[Start of Attachment]

PR #300, opened 2018-10-10
React/refactor classnames of atoms

avrilpearl:
Description:
This pr refactors how we handle the logic of classnames using the classnames library for atoms components in mayflower react.

Ticket: https://jira.mass.gov/browse/DP-10750


react/src/components/atoms/forms/InputText/index.js
```diff
@@ -24,30 +25,29 @@ class InputText extends React.Component {
...
-        inputLabelClasses.push('ma__label--hidden');
-      }
-    }
-    const inputClasses = ['ma__input'];
-    if (inputText.required) {
-      inputClasses.push('js-is-required');
-    }
+    const inputLabelClasses = classNames({
+      ma__label: true,
+      'ma__label--required': inputText.required,
```
smurrayatwork, line 30: This line should also depend on if inputText.labelText exists.

react/src/components/atoms/forms/InputText/index.js
```diff
@@ -24,30 +25,29 @@ class InputText extends React.Component {
...
+      'ma__label--optional': !inputText.required,
```
smurrayatwork, line 31: Same here and the next line on inputText.labelText exists.

react/src/components/atoms/forms/SelectBox/index.js
```diff
@@ -34,17 +35,27 @@ class SelectBox extends React.Component {
...
-      classNames = this.props.className;
-    } else {
-      classNames = !this.props.required ? 'ma__select-box js-dropdown ma__select-box--optional' : 'ma__select-box js-dropdown';
-    }
-    const selectClassNames = this.props.required ? 'ma__select-box__select js-dropdown-select js-required' : 'ma__select-box__select js-dropdown-select';
     const { selected } = this.state;
     const { stackLabel } = this.props;
-    const labelClassNames = stackLabel ? 'ma__select-box__label' : 'ma__label--inline ma__label--small';
-    const selectBoxInline = stackLabel ? '' : 'ma__select-box__field--inline';
+    const sectionClasses = classNames({
```
smurrayatwork, line 40: The old logic seems to be that if this.props.className exists, then only use that for the section classes.

This should probably be wrapped in an if/else so that if this.props.className exists, sectionClasses is assigned to be this.props.className.

mark-casias (approved):

smurrayatwork (changes requested):

PR #313, opened 2018-10-12
DP-10784: Mayflower-React: Port Listing Table in React from PL

mark-casias:
## Description
Creates ListingTable component to replicate PL.

## Related Issue / Ticket
- [JIRA issue](https://jira.mass.gov/browse/DP-10784)

## Steps to Test

1. Checkout branch and run `npm run start`
1. Component is in Molecules -> ListingTable

## Screenshots
image


changelogs/DP-10784.txt
```diff
@@ -0,0 +1,4 @@
+___DESCRIPTION___
+Added
+Major
```
avrilpearl: i would classify this as minor impact

assets/scss/02-molecules/_listing-table.scss
```diff
@@ -70,6 +70,9 @@
 
   &__extra {
     display: none;
+    &.expanded {
```
avrilpearl, line 92: you also need to add a transition animation the the `__extra` block in order for the collapse to animate.
you should be able to use what is in accordion-items scss

```
&.collapsed {
  visibility: hidden;
  height: 0px;
}

&.collapsing, &.expanding {
  position: relative;
  overflow: hidden;
  visibility: visible;
  -webkit-transition-property: height, visibility;
  transition-property: height, visibility;
  transition-duration: 0.35s;
  -webkit-transition-duration: 0.35s;
  transition-timing-function: ease;
  -webkit-transition-timing-function: ease;
}

&.expanded {
  height: auto;
  visibility: visible;
  display: block;
}
```

changelogs/DP-10784.txt
mark-casias: updated

assets/scss/02-molecules/_listing-table.scss
mark-casias: Updated

react/src/components/molecules/ListingTable/index.js
```diff
@@ -0,0 +1,95 @@
...
+  }
+
+  handleClick() {
+    this.setState({
+      open: !this.state.open
+    });
+  }
+
+  render() {
+    const row = this.props.row;
```
avrilpearl: can simplify this to `const {row} = this.props;`

react/src/components/molecules/ListingTable/index.js
```diff
@@ -0,0 +1,95 @@
...
+    const visibleItems = row.visibleItems || 2;
```
avrilpearl, line 25: can simplify this to `const { visibleItems } = row.visibleItems || 2;`

mark-casias: This doesn't work because sometimes row.visibleItems is not set, so it can't be pulled out in this manner.

react/src/components/molecules/ListingTable/index.js
mark-casias: 👍

react/src/components/molecules/ListingTable/index.js
```diff
@@ -0,0 +1,95 @@
...
+class ListingTableItem extends React.Component {
+  constructor(props) {
+    super(props);
+    this.state = {
+      open: false
+    };
+    this.handleClick = this.handleClick.bind(this);
+  }
+
+  handleClick() {
```
mrjmd: I'm a big fan of using arrow functions for things like this so you don't have to bind in the constructor.

react/src/components/molecules/ListingTable/index.js
```diff
@@ -0,0 +1,95 @@
...
+    const visibleItems = row.visibleItems || 2;
+    const inlineAccordion = (row.items.length > visibleItems);
+    const rowClasses = ClassNames({
+      'ma__rich-text': true,
+      'js-accordion': inlineAccordion
+    });
+    const shownItems = row.items.slice(0, visibleItems);
+    const shownItemsContent = shownItems.map((item) => (<span className="ma__listing-table__data-item">{item}</span>));
+    const invisibleItems = (inlineAccordion) ? row.items.slice(visibleItems) : [];
+    const invisibleItemsContent = (invisibleItems.length) ? (
```
mrjmd: Instead of the ternary where the else returns an empty string, I would use the common React pattern of `const invisibleItemsContent = (invisibleItems.length) && [...]`

react/src/components/molecules/ListingTable/index.js
```diff
@@ -0,0 +1,95 @@
...
+      <Collapse in={this.state.open} dimension="height">
+        <div className="ma__listing-table__extra collapsed">
+          {invisibleItems.map((item) => (<span className="ma__listing-table__data-item">{item}</span>))}
+        </div>
+      </Collapse>
+    ) : '';
+    const invisibleMore = (inlineAccordion) ? (
```
mrjmd: Same as above, let's not use ternaries where the else returns an empty string but instead use the `&&` pattern.

mrjmd (changes requested):
A couple of small improvements, looks good and works great.

react/src/components/molecules/ListingTable/index.js
mark-casias: 👍

react/src/components/molecules/ListingTable/index.js
mark-casias: 👍

react/src/components/molecules/ListingTable/index.js
mark-casias: Completed this, however it is throwing an error in the lint.

avrilpearl (approved):

mrjmd (approved):
Looks good!

PR #327, opened 2018-10-17
React/filterbox extension

clairesunstudio:
This pr allows filterbox to conditionally render the controls section

https://jira.mass.gov/browse/DP-11000

npm link to budget repo https://github.com/massgov/budget/pull/6
appropriation-filter-prototype

### DIFF
--- a/react/src/components/atoms/forms/InputTextTypeAhead/InputTextTypeAhead.stories.js
+++ b/react/src/components/atoms/forms/InputTextTypeAhead/InputTextTypeAhead.stories.js
@@ -24,7 +24,8 @@ storiesOf('atoms/forms', module).addDecorator(withKnobs)
           inputOptions.options.orgSelector.map((option) => option.text),
           ''
         ),
-        onChange: action('InputTextTypeAhead onChange')
+        onChange: action('InputTextTypeAhead onChange'),
+        disabled: boolean('InputTextTypeAhead.disabled', false)
       };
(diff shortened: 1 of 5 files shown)


react/src/components/atoms/forms/InputTextTypeAhead/InputTextTypeAhead.stories.js
```diff
@@ -24,7 +24,8 @@ storiesOf('atoms/forms', module).addDecorator(withKnobs)
           inputOptions.options.orgSelector.map((option) => option.text),
           ''
         ),
-        onChange: action('InputTextTypeAhead onChange')
+        onChange: action('InputTextTypeAhead onChange'),
+        disabled: boolean('InputTextTypeAhead.disabled', false)
```
mrjmd, line 28: It's a bit nit-picky and certainly not a merge blocker, but it might make more sense to use `enabled` as your boolean than `disabled`, when true === enabled and false === disabled, it's easier to not have to think about later.

mrjmd (approved):
This looks good, made one small comment about disabled vs enabled as your boolean here that may or may not be worth fixing.

react/src/components/atoms/forms/InputTextTypeAhead/InputTextTypeAhead.stories.js
avrilpearl: agreed

avrilpearl (approved):

PR #330, opened 2018-10-19
(React) DP-10895: Fix for pageflipper bug

avrilpearl:
React: This pr addresses a bug in the pageflipper organism that occurs if the intro props (label and dec link) are not passed to pageflipper.

### DIFF
--- a/react/src/components/organisms/PageFlipper/index.js
+++ b/react/src/components/organisms/PageFlipper/index.js
@@ -4,20 +4,18 @@ import componentPropTypeCheck from '../../utilities/componentPropTypeCheck';
 import './style.css';
 
 const PageFlipper = (props) => {
-  const introLabel = (props.intro.label) ? (<span className="ma__page-flipper__context-label">{props.intro.label}</span>) : '';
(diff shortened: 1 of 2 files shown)


react/src/components/organisms/PageFlipper/index.js
```diff
@@ -4,20 +4,18 @@ import componentPropTypeCheck from '../../utilities/componentPropTypeCheck';
...
   const blank = (<div className="ma__page-flipper__blank">&nbsp;</div>);
   const prev = props.previousLink || blank;
   const next = props.nextLink || blank;
   return(
     <React.Fragment>
-      {introLink}
+      { props.intro && (
+        <div className="ma__page-flipper__context">
+          { props.intro.label && <span className="ma__page-flipper__context-label">{props.intro.label}</span> }
+          { props.intro.introDecorativeLink && props.intro.introDecorativeLink }
```
mrjmd: I think the first check here should still be `props.intro.introDecorativeLink.props.text` as is in develop, so that if the text is removed the entire decorative link does not get rendered.

mrjmd (changes requested):
Need to update the introDecorativeLink check, otherwise works great.

mrjmd (approved):
Looks good!

PR #331, opened 2018-10-22
DP-10853: Port Table of Contents Overlay from PL in React.

smurrayatwork:
## Description
Instead of directly porting the Table of Contents Overlay from patternlab, this PR creates a new component, Overlay, which can handle placing any content into an overlay. The story then shows the Table of Contents being placed into the Overlay component. The Knob for Overlay.linkChoice near the bottom of the knobs toggles displaying the title as a Link component or plain text. When plain text, the Overlay.title displays for changing text.

There's a new technique being used here for the title prop: render props. Title is an arrow function which is then called within the Overlay component to render the title. This allows for the title to not have to be created until it's called by the Overlay component. If a component (such as Link) is within the arrow function, it won't take up any memory until the function is called, and said memory for the component will be freed up when Overlay is unmounted.

## Related Issue / Ticket

- [JIRA issue](https://jira.mass.gov/browse/DP-10853)

## Steps to Test
1. Pull the branch, check storybook under Organisms -> Overlay.

### Closed Overlay:
screencapture-localhost-6006-2018-10-22-16_00_55
### Open Overlay:
screencapture-localhost-6006-2018-10-22-16_01_14

#### @TODO
* This has some general styling work that needs to be done for colors.


react/src/components/organisms/Overlay/index.js
```diff
@@ -0,0 +1,67 @@
...
+  };
+  toggleContent = () => {
+    this.setState((currentState) => {
+      return {
+        showContent: !currentState.showContent
+      };
+    }, () => {
+      // Set focus onto overlay-title after state is set.
+      if (this.state.showContent) {
+        document.getElementsByClassName('js-inline-overlay-title')[0].focus();
```
mrjmd, line 18: Gatsby build shouldn't choke on this `document` ref since this is wrapped in a runtime method, but I'm wondering if this selector you're using is right, since it's always going to set focus to the first title?

mrjmd (approved):
This is really neat. Only tested in storybook but everything seems to work fine.

PR #353, opened 2018-11-07
React/DP-10868  a11y tabs container focus group

ygannett:

## Description

Set up keyboard navigation between the tabs and their associated tab content with arrow keys.

In a tab group:
1. LEFT/RIGHT ARROW keys to navigate in the tabs within either the parent group or the child (= nested) group.
2. DOWN ARROW or ENTER key to navigate from the active tab to its tab content. (note: the focus is on the tab content container, not the first focusable element in the container.)

In a tab content container:
3. UP ARROW key or shift+TAB to move the focus from the tab content container to the active tab.
In tab content container, TAB key moves the keyboard focus to the closest focusable element in the container. 

Arrow keys are used only to navigate between the tabs and the active tab and its content container.

## Related Issue / Ticket

- [DP-10868](https://jira.mass.gov/browse/DP-10868)

## Steps to Test

1. Go to tab container in organisms.
2. Use LEFT/RIGHT ARROW keys to navigate between the tabs.
     - No errors at the first and last tabs by trying to navigate to non-existing tabs. It stays at the current tab.
     - The current keyboard focus matches the active tab except for when the component is rendered first time.
3. Use DOWN ARROW or ENTER key to navigate to the active tab's content area.
4. Use UP ARROW or Shift+Tab to navigate from the content area to its associate tab (= current active tab).

- The keyboard focus stays with the active tab when navigating in the tab group.
- When navigating to the tab content container from the active tab, the keyboard focus moves to the tab content container.  You see it as blue outline on the container as it gets a keyboard focus.
- The visual indicator of the active tab remains while its content area or contents of the content area has the keyboard focus. 

Navigation patterns between the active tab and its tab content:
1. active tab -> tab container -> element in tab container -> ... -> tab container -> active tab
2. parent active tab -> parent tab container -> child(= nested) active tab -> child tab container -> ... -> child(= nested) active tab -> parent tab container -> parent active tab

## Screenshots

## Additional Notes:

Anything else to add?

* 

#### @TODO

*


react/src/components/organisms/TabContainer/index.js
```diff
@@ -34,16 +63,36 @@ class TabContainer extends React.Component {
...
       return child;
     });
+
     return(
       <TabContext.Provider value={this.state}>
         <div className={classes}>
-          <div className="ma__tab-container-head">{this.childrenWithProps}
-          </div>
-          {this.state.activeTab && <div className="ma__tab-container-body">{this.state.activeContent}</div>}
+          <span id={this.props.a11yID} className="ma__visually-hidden">Use left and right arrows to navigate between tabs, up and down arrows to navigate between active tab and its content.</span>
```
smurrayatwork, line 93: This may be better placed in the Tab component render vs here, so each tab has the ability to define its description.

react/src/components/organisms/TabContainer/index.js
```diff
@@ -34,16 +63,36 @@ class TabContainer extends React.Component {
...
+
+
+
+// ADD onKeyDown to move the focus back to its paired tab. --> onKeyDown={this.handleTabContainerKeyDown}
+
+          {this.state.activeTab && <div className="ma__tab-container-body"
+                                    aria-labelledby={this.state.activeTab}
+                                    id={`tabpanel-${this.state.activeTab}`}
+                                    tabIndex="-1"
+                                    role="tabpanel"
```
smurrayatwork, line 102: I don't think I agree with this being a tab panel. The container body may or may not be another listing of tabs, but it depends on how the container is being used. Maybe a better role that's more generic fits here?

react/src/components/organisms/TabContainer/index.js
```diff
@@ -34,16 +63,36 @@ class TabContainer extends React.Component {
...
+          </ul>
+
+
+
+// ADD onKeyDown to move the focus back to its paired tab. --> onKeyDown={this.handleTabContainerKeyDown}
+
+          {this.state.activeTab && <div className="ma__tab-container-body"
+                                    aria-labelledby={this.state.activeTab}
+                                    id={`tabpanel-${this.state.activeTab}`}
+                                    tabIndex="-1"
```
smurrayatwork, line 101: I don't think this is needed on the container body.

react/src/components/organisms/TabContainer/index.js
```diff
@@ -34,16 +63,36 @@ class TabContainer extends React.Component {
...
+                                    role="tabpanel"
+
+
+                                    onKeyDown={this.handleTabContainerKeyDown}
```
smurrayatwork: This may take over keypresses for things within the tab container body...not sure this is a good place for setting this.

react/src/components/organisms/TabContainer/index.js
```diff
@@ -34,16 +63,36 @@ class TabContainer extends React.Component {
     const active = defaultTab;
     this.childrenWithProps = React.Children.map(children, (child, index) => {
```
smurrayatwork, line 71: The index here can be used to set the correct tabindex per tab. If you make a new property below on the cloneElement line, you could pass the index and then pull it out of tab's props.

react/src/components/organisms/TabContainer/tab.js
```diff
@@ -31,15 +35,53 @@ class Tab extends React.Component {
...
+            <li role="presentation" className={tabClasses}>
+              <button
+                role="tab"
+                id={this.tabIdent}
+                onClick={(e) => {
+                  this.scrollIntoView(e.target);
+                  setActiveTab(this.tabIdent, this.props.children)
+                }}
+                aria-selected={active}
+                tabIndex={!active ? -1 : 0}
```
smurrayatwork: Instead of 0, if the index from TabContainer's cloneElement loop can be passed, the 0 can instead be set to that index value.

react/src/components/organisms/TabContainer/tab.js
```diff
@@ -31,15 +35,53 @@ class Tab extends React.Component {
...
+                aria-describedby={this.props.a11yID}
+
+
+    // THIS EVENT IS ONLY AVAILABLE TO THE ONFOCUS TAB.
+                onKeyDown = {(e) => {
```
smurrayatwork:
```suggestion
                onKeyDown = (e) => {
```

react/src/components/organisms/TabContainer/tab.js
```diff
@@ -31,15 +35,53 @@ class Tab extends React.Component {
...
+                  }
+                  if (e.keyCode === 39) {// RIGHT
+                    console.log('RIGHT');
+                  }
+                  if (e.keyCode === 40) {// DOWN
+                    console.log('DOWN');
+                  }
+                  console.log('button: ' + this.tabIdent);
+                  console.log("focus at: " + document.activeElement.id);
+                }}
```
smurrayatwork:
```suggestion
                }
```

react/src/components/organisms/TabContainer/tab.js
```diff
@@ -31,15 +35,53 @@ class Tab extends React.Component {
...
+                aria-describedby={this.props.a11yID}
+
+
+    // THIS EVENT IS ONLY AVAILABLE TO THE ONFOCUS TAB.
+                onKeyDown = {(e) => {
+                  if (e.keyCode === 37 || e.keyCode === 39) {
+                    e.preventDefault();
+                    e.stopPropagation();
+
+                    if (this.tabIdent !== document.activeElement.id) {
```
smurrayatwork: You can actually use context for this. This has also already been set to the variable active above:
```suggestion
                    if (!active) {
```

react/src/components/organisms/TabContainer/tab.js
smurrayatwork: For functions of this size, it's better to define an arrow function which you could then set this to. Something like:
`onKeyDown = {this.handleKeyDown}`

react/src/components/organisms/TabContainer/tab.js
```diff
@@ -31,15 +35,53 @@ class Tab extends React.Component {
...
+                      console.log('Set the active tab!');
+                      setActiveTab(document.activeElement.id, this.props.children);
```
smurrayatwork: this.tabIdent is already set to the same value of document.activeElement.id:
```suggestion
                      setActiveTab(this.tabIdent, this.props.children);
```

react/src/components/organisms/TabContainer/index.js
ygannett: This is a common practice to set up tabs:  https://www.w3.org/TR/2017/NOTE-wai-aria-practices-1.1-20171214/examples/tabs/tabs-2/tabs.html

aria roles are pre-defined:  https://developer.mozilla.org/en-US/docs/Web/Accessibility/ARIA/ARIA_Techniques
So, even it sounds unfitting, we cannot change it.

> ARIA tabs consist of a role="tablist" element, which has some some role="tab" elements. These tabs are then linked to role="tabpanel" elements that contain the corresponding content for each tab.
https://simplyaccessible.com/article/danger-aria-tabs/

react/src/components/organisms/TabContainer/index.js
ygannett: I haven't set this method yet, but it's for moving the focus to its paired tab (= active tab).
As long as users land on the tab body container (with focus), they are sure they are on the tab body and can decide where they go from there.  That's why I set up this way. You might be seeing what I'm not aware of...
 
I'm looking a flow like this:
1. On [active tab]: DOWN ARROW key -> move the focus to its paired tab body container.
2. On [tab body container]: TAB/Shift + TAB and other keys to navigate the content within.
3. On [tab body container]: UP ARROW key -> move the focus to the active tab

react/src/components/organisms/TabContainer/tab.js
ygannett: I tried to remove the curly braces, but got this error:
storybook

react/src/components/organisms/TabContainer/tab.js
ygannett: With `!active`, the active tab doesn't always match the tab with focus :-(
banners_and_alerts_and_storybook
Am I missing something?

The reason I set it up this way is that I noticed an active tab in the tab component wouldn't have focus after navigating the tabs with the arrow keys, which is managed by focus-group module.

react/src/components/organisms/TabContainer/tab.js
ygannett: Changed to `this.props.tabIdent`.

react/src/components/organisms/TabContainer/tab.js
ygannett: The function is defined outside.

PR #367, opened 2018-11-29
Patternlab/DP-10447  ie11 excess page scrolling

clair0917:
## Description

In IE11 the site had extra space to the right and bottom of the view window. For all pages, SVGs were updated to keep them from overflowing their containers, on the homepage the styles were adjusted to keep the banner credits from pushing the page down.

## Related Issue / Ticket

- [DP-10447](https://jira.mass.gov/browse/DP-10447)

## Steps to Test

1. Visit the page in IE11 on Win10. Test that none of the pages have extra space to the right or bottom


assets/scss/03-organisms/_search-banner.scss
```diff
@@ -194,20 +203,21 @@
 
   .ma__banner-credit {
     @include ma-container;
-    position: absolute;
-      bottom: 20px;
-      left: 50%;
-    transform: translateX(-50%);
-    width: 100%;
+    // position: absolute;
```
tnathanjames: Shouldn't these lines just be removed instead of commented?

clair0917: yes, yes they should.

tnathanjames (approved):
LGTM

PR #386, opened 2018-12-26
DP-6375: A11y - incorrect use of aria expand/collapse tagging on topic pages content cards

clair0917:
## Description
Removes 'aria-expanded' from section link titles in desktop on topic pages

## Related Issue / Ticket

- [https://jira.mass.gov/browse/DP-6375](DP-6375)

## Steps to Test

1. Visit https://mayflower.digital.mass.gov/b/patternlab/DP-6375--correct-use-of-aria-expand-collapse/patterns/05-pages-topic/05-pages-topic.html and inspect the section titles in the cards. 
Test that the aria-expanded attribute is present and working in mobile, but not present when the accordion disappears. 

## Screenshots
screen_shot_2018-12-26_at_2_05_58_pm


ygannett (changes requested):
In addition to **aria-expanded**,  **aria-controls** also needs to be removed from the desktop view.

PR #393, opened 2019-01-03
[React] DP-11682: a11y Decorative Link Atom File Icon

avrilpearl:
## Description
Fixes issues related to the decorative link icon where there is no semantic connection between the PDF icon and the link. By including the icon with the link, in the a tag, screenreader users now know that is a pdf, doc, etc..

## Related Issue / Ticket
- [JIRA issue DP-11682](https://jira.mass.gov/browse/DP-11682)


ygannett (approved):
Looks great!  The markup is generated as expected:  The file icons are included in the link and their titles tell each file type.

smurrayatwork (approved):

PR #407, opened 2019-01-15
React/DP-11683: [a11y] Title not rendered in Decorative Link Atom

avrilpearl:
## Description
Set a condition in the decorative link atom to only add title when its value is available. Hides arrow in decorative link so not read by the screen reader.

[End of Attachment]

__Try it__.
Look over the listing. Pull out every line with the string "length" in it.

__Answer section__.
+    const inlineAccordion = (row.items.length > visibleItems);
+    const invisibleItemsContent = (invisibleItems.length) ? (
mrjmd: Instead of the ternary where the else returns an empty string, I would use the common React pattern of `const invisibleItemsContent = (invisibleItems.length) && [...]`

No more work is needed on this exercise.